Antes imaginábamos distopías en las que regímenes totalitarios accedían a cualquier aspecto de nuestras vidas. Ahora, en el presente, entregamos gratis todos nuestros datos a corporaciones conocidas y desconocidas firmando contratos con ellas en una fracción de segundo por medio del marcado ansioso de una casilla en unos términos y condiciones de uso que ni siquiera pensamos leer. Y en el horizonte la cosa pinta mucho mejor: en el metaverso directamente regalaremos un escaneado biométrico en tiempo real. Un gesto que indique dolor en el cuello permitirá que nos aparezcan anuncios personalizados y geolocalizados de fisioterapeutas. Un estornudo en primavera, de antihistamínicos. Un sobrepeso incipiente, de gimnasios, dietas, saciantes, productos light, ropa deportiva, libros de gurús del lifestyle y marcas body positive. ¿A qué me recuerda? Sí, a Black Mirror. Pero no es un futuro propio de la ficción. Es, como quien dice, pasado mañana. ¿Y la evaluación del ciudadano por puntos gracias a una vigilancia asistida por móviles, en concreto, mediante apps todo en uno? Eso en China es ya bastante normal. Le llaman crédito social, y de él puede llegar a depender incluso el viajar en tren o en avión. Por eso Radicalizado. Cuatro distopías muy actuales (publicado por Capitán Swing con traducción de Miguel Temprano), el nuevo libro del novelista, periodista y activista tecnológico canadiense Cory Doctorow da miedo, precisamente porque estamos living la distopía. De lo que hablamos ya no es de pronósticos, de especulaciones más o menos acordes a la realidad, más o menos desesperanzadoras o directamente terroríficas, sino de situaciones tan comunes como las incompatibilidades entre tecnologías que nos tratan de forzar a comprar a la misma marca (que al mismo tiempo fabrica productos de sospechosa o delictiva obsolescencia), o de seguros médicos que dejan morir a la gente. Precisamente de esto tratan Pan autorizado y Radicalizado, las dos historias menos ficticias de la antología.
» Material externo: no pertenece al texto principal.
PR #1158, opened 2016-10-08
Improve callstack for LoggingThreadPool

benaadams:
Output items in callstack as `<RunAction>b__7_0` rather than `ctor>b__4_0`

Before

After


halter73:
Sure. Why not? 🚢

cesarbs:
Will merge.

Issue #1157, opened 2016-10-07
TestKeepAliveTimeout (ConnectionKeptAliveBetweenRequests) failure


halter73:
I've seen this fail a few times on my debian 8.2 machine, but only when running the full functional test suite.

    Microsoft.AspNetCore.Server.Kestrel.FunctionalTests.KeepAliveTimeoutTests.TestKeepAliveTimeout [FAIL]
      System.IO.IOException : Unable to write data to the transport connection: Broken pipe.
      ---- System.Net.Sockets.SocketException : Broken pipe
      Stack Trace:
           at System.Net.Sockets.NetworkStream.BeginWrite(Byte[] buffer, Int32 offset, Int32 size, AsyncCallback callback, Object state)
           at System.Net.Sockets.NetworkStream.<>c.<WriteAsync>b__59_0(Byte[] bufferArg, Int32 offsetArg, Int32 sizeArg, AsyncCallback callback, Object state)
           at System.Threading.Tasks.TaskFactory`1.FromAsyncImpl[TArg1,TArg2,TArg3](Func`6 beginMethod, Func`2 endFunction, Action`1 endAction, TArg1 arg1, TArg2 arg2, TArg3 arg3, Object state, TaskCreationOptions creationOptions)
           at System.Threading.Tasks.TaskFactory.FromAsync[TArg1,TArg2,TArg3](Func`6 beginMethod, Action`1 endMethod, TArg1 arg1, TArg2 arg2, TArg3 arg3, Object state)
           at System.Net.Sockets.NetworkStream.WriteAsync(Byte[] buffer, Int32 offset, Int32 size, CancellationToken cancellationToken)
           at System.IO.StreamWriter.<FlushAsyncInternal>d__67.MoveNext()
        --- End of stack trace from previous location where exception was thrown ---
           at System.Runtime.ExceptionServices.ExceptionDispatchInfo.Throw()
           at System.Runtime.CompilerServices.TaskAwaiter.HandleNonSuccessAndDebuggerNotification(Task task)
           at System.Runtime.CompilerServices.TaskAwaiter.GetResult()
        /home/shalter/KestrelHttpServer/test/shared/TestConnection.cs(77,0): at Microsoft.AspNetCore.Testing.TestConnection.<Send>d__8.MoveNext()
        --- End of stack trace from previous location where exception was thrown ---
           at System.Runtime.ExceptionServices.ExceptionDispatchInfo.Throw()
[...]

PR #1160, opened 2016-10-11
Reduce delay variability in KeepAliveTimeoutTests.ConnectionKeptAliveBetweenRequests() (#1157)

cesarbs:
#1157

`Task.Delay()` times vary *a lot* when running all tests at once. `ConfigureAwait` does the trick.

### Before change

```
Slept for 5258
Slept for 4792
Slept for 5110
Slept for 3939
Slept for 8251
Slept for 13205 <-- blows up
```

### After change

```
Slept for 3000
Slept for 3002
Slept for 2999
Slept for 2998
Slept for 3001
Slept for 2997
Slept for 2999
Slept for 2999
Slept for 3002
Slept for 2997

```

@halter73

### DIFF
--- a/test/Microsoft.AspNetCore.Server.Kestrel.FunctionalTests/KeepAliveTimeoutTests.cs
+++ b/test/Microsoft.AspNetCore.Server.Kestrel.FunctionalTests/KeepAliveTimeoutTests.cs
@@ -21,6 +21,14 @@ namespace Microsoft.AspNetCore.Server.Kestrel.FunctionalTests
         [Fact]
         public async Task TestKeepAliveTimeout()
         {
+            // Delays in these tests cannot be much longer than expected.
+            // Call ConfigureAwait(false) to get rid of Xunit's synchronization context,
+            // otherwise it can cause unexpectedly longer delays when multiple tests
+            // are running in parallel. These tests becomes flaky on slower
+            // hardware because the continuations for the delay tasks might take too long to be
+            // scheduled if running on Xunit's synchronization context.
+            await Task.Delay(1).ConfigureAwait(false);
+
             var longRunningCancellationTokenSource = new CancellationTokenSource();
             var upgradeCancellationTokenSource = new CancellationTokenSource();
 


mikeharder:
Note there may be tradeoffs with setting `-maxthreads unlimited`.  I recommend reading the whole issue https://github.com/xunit/xunit/issues/864.  There is disagreement about the behavior xUnit should use by default.

halter73:
👍 for testing with `-maxthreads unlimited`. I can't add a reaction to the review summary for some reason.

cesarbs:
`-maxthreads unlimited` mostly helps, but there's still some variation:

```
Slept for 3047
Slept for 5417 <-- like here
Slept for 3013
Slept for 3001
Slept for 3032
Slept for 2998
Slept for 2999
Slept for 2998
Slept for 3002
Slept for 2998
```

Another sample:

```
Slept for 3015
Slept for 3048
Slept for 3021
Slept for 5278
Slept for 3173
Slept for 3068
Slept for 3007
Slept for 3117
Slept for 3139
Slept for 3002
```

test/Microsoft.AspNetCore.Server.Kestrel.FunctionalTests/KeepAliveTimeoutTests.cs
```diff
@@ -63,7 +63,7 @@ public class KeepAliveTimeoutTests
                         "GET / HTTP/1.1",
                         "",
                         "");
-                    await Task.Delay(ShortDelay);
```
halter73: I recommend putting `await Task.Delay(1).ConfigureAwait(false)` at the top of the `TestKeepAliveTimeout` to get everything of the xunit sync context.

cesarbs:
I'm back to my original solution.

1) `-maxthreads unlimited` helps a bit but there's still some wide variability in delay times
2) Separating each test into its own class per @mikeharder's suggestion didn't eliminate the eventual unexpectedly long delays
3) We're really only interested in not having a longer than expected delay in `ConnectionKeptAliveBetweenRequests`, so it makes sense to keep the `ConfigureAwait(false)` local to that single test

halter73:
I would like all the `Task.Delay`s in this class to be as accurate as they can be. Even if them running long wouldn't fail the test, it could make tests pass when the shouldn't (however unlikely). Also it could make the tests take longer than they should in general making the overall test run longer.

cesarbs:
Updated.

halter73:
You verified that this makes the Task.Delay in the sub-tests more reliable right? It definitely should, I just want to make sure you checked.

cesarbs:
@halter73 Yep, verified.

halter73:
:shipit:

La manera en que actúan los personajes de Doctorow nos lleva a leer enfrentándonos a un juicio poliédrico. Por ejemplo:
"Comemuerte había ido con su silla de ruedas a una convención de seguros en un Sheraton, un gran evento de negocios para el que se había contratado seguridad extra porque los asistentes tenían un poco de miedo. Pero Comemuerte había reservado habitación semanas antes, y pagó para que le aparcaran el coche e hizo que el botones le ayudara a subir a la silla y le colgara la mochila en el respaldo. Luego entró, se registró, fue hacia el ascensor y le enseñó la llave a los guardias de seguridad, que estaban parando a todos los que querían entrar en los salones. Nadie quiso cachear a un anciano blanco con una llave de habitación, que llevaba una camisa hawaiana y un sombrero de paja, y cuyas piernas delgadas asomaban por los pantalones cortos. Había planeado llegar diez minutos antes de la reunión plenaria, cuando todos los asistentes estaban a la puerta del salón, tomando café, comiendo magdalenas y charlando. Fue con la silla hasta el centro de la multitud y... La cifra de muertos fue enorme". Las cuatro historias nos obligan a pensar en lo que es legal y lo que es justo, pero tres de ellas nos ponen específicamente de cara a la violencia en un momento en el que los países en los que solemos pensar desde aquí cuando pensamos en el mundo han dado un giro hacia la violencia, y no nos referimos a una guerra abierta como la de Ucrania, sino al ascenso en influencia, visibilidad y poder de las ideas extremistas basadas en el odio que tensionan naciones como EEUU, Italia, Francia, Serbia o España. ¿Se combate la violencia con violencia? ¿Se recupera la sanidad robada que nos mata solo votando cada cuatro años? ¿Hay verdades absolutas en el terreno de lo que es justo? ¿Qué ocurre cuando planteas la cuestión en términos de justicia o supervivencia?